Start of Block

PR #6727, opened 2018-01-13
fix aggressive_update_packages availability

mbargull:
This is a followup to #6392 and makes `aggressive_update_packages` available under its designated name as it was previously only accessible via
```
_aggressive_update_packages:
  - ...
```
. Additionally, `aggressive_update_packages` wasn't allow to be empty before, which is also fixed.

### DIFF
--- a/conda/base/context.py
+++ b/conda/base/context.py
@@ -9,9 +9,10 @@ from os.path import (abspath, basename, dirname, expanduser, isdir, isfile, join
 from platform import machine
 import sys
 
-from .constants import (APP_NAME, DEFAULTS_CHANNEL_NAME, DEFAULT_CHANNELS, DEFAULT_CHANNEL_ALIAS,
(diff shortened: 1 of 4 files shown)


conda/base/context.py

End of Block

EXERCISE
Could you restate word for word the lines above from the one containing "This is a followup" through the one containing "(diff shortened: 1 of 4 files shown)", both included, and nothing else?

EXERCISE ANSWER
This is a followup to #6392 and makes `aggressive_update_packages` available under its designated name as it was previously only accessible via
```
_aggressive_update_packages:
  - ...
```
. Additionally, `aggressive_update_packages` wasn't allow to be empty before, which is also fixed.

### DIFF
--- a/conda/base/context.py
+++ b/conda/base/context.py
@@ -9,9 +9,10 @@ from os.path import (abspath, basename, dirname, expanduser, isdir, isfile, join
 from platform import machine
 import sys
 
-from .constants import (APP_NAME, DEFAULTS_CHANNEL_NAME, DEFAULT_CHANNELS, DEFAULT_CHANNEL_ALIAS,
(diff shortened: 1 of 4 files shown)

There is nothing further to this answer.